Review of absolute neutrino mass measurements

11 Jun 2018, 09:30
30m
Aachen

Aachen

RWTH Aachen University 52074 Aachen, Germany
Talk Neutrinos

Speaker

Prof. Martin Fertl (University of Washington)

Description

Neutrino flavor oscillation experiments have firmly established that neutrinos do have non-zero masses. This is a contradiction to the minimal Standard Model (SM) of Particle Physics. While being insensitive to the absolute neutrino mass scale, flavor oscillation experiments provide lower mass limits, depending on the neutrino mass ordering. Direct neutrino mass measurements establish upper limits and probe extensions of the SM employed to explain finite neutrino masses. Furthermore, comparison with neutrino masses extracted from cosmological observations can provide a non-trivial test of the Standard Model of Cosmology.
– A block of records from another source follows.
PR #2018, opened 2023-06-07
Using `typos-cli` to catch typos + fixes for existing typos

### LINKED ISSUE #1929: Investigate the use of `typos` to automatically catch all the typos.
This is a tool I have used previously: https://github.com/crate-ci/typos

We can investigate setting this up so the CI can automatically catch all the typos.

yihuaf:
Fix #1929 

`typos-cli` is a tool I have used in the past to automatically catch typos. Feel free to checkout the details here https://github.com/crate-ci/typos

In addition to running this as part of the CI, I do want users the ability to check the typos as well on their local dev setup, so, I provided the `just spellcheck`. A small note is that we have to install `typos-cli`. Since this is installed using the `cargo`, I went ahead to add `just dev-prepare` where we install the tool using `cargo`. Since we assume the users should already setup cargo and rust for their dev environment, `cargo` should make this process OS agnostic. In the future, this recipe can be used to install tools such as `cargo-bloat` or `cargo-udep` and etc.

For CI, the github action takes care of setting the cli up and checking.


YJDoc2 (approved):
lgtm :+1:
Thanks a lot!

The Mainz and Troitsk experiments established upper limits of $\leq$ $\mathrm{2\,eV/c^2}$ on the effective nuclear beta decay electron neutrino mass. The KATRIN experiment aims to reduce these limits down to $\leq$ $\mathrm{200\,meV/c^2}$ and will probe the quasi degenerate regime of neutrino mass ordering. I will review the current status of KATRIN and of fundamentally new laboratory approaches currently under development to either confirm a positive result independently or to push the sensitivity limit towards the $\mathrm{40\,meV/c^2}$ range, the lowest allowed electron neutrino mass under the inverted mass ordering. The new approaches (Project 8, ECHo, Holmes, ...) uniquely combine new radioactive source concepts with novel schemes of decay electron spectroscopy to address the statistical and systematic challenges presented by this ambitious sensitivity goal. Major financial support by the U.S. Department of Energy, Office of Science, Office of Nuclear Physics to the University of Washington under Award Number DE-FG02-97ER41020 is acknowledged.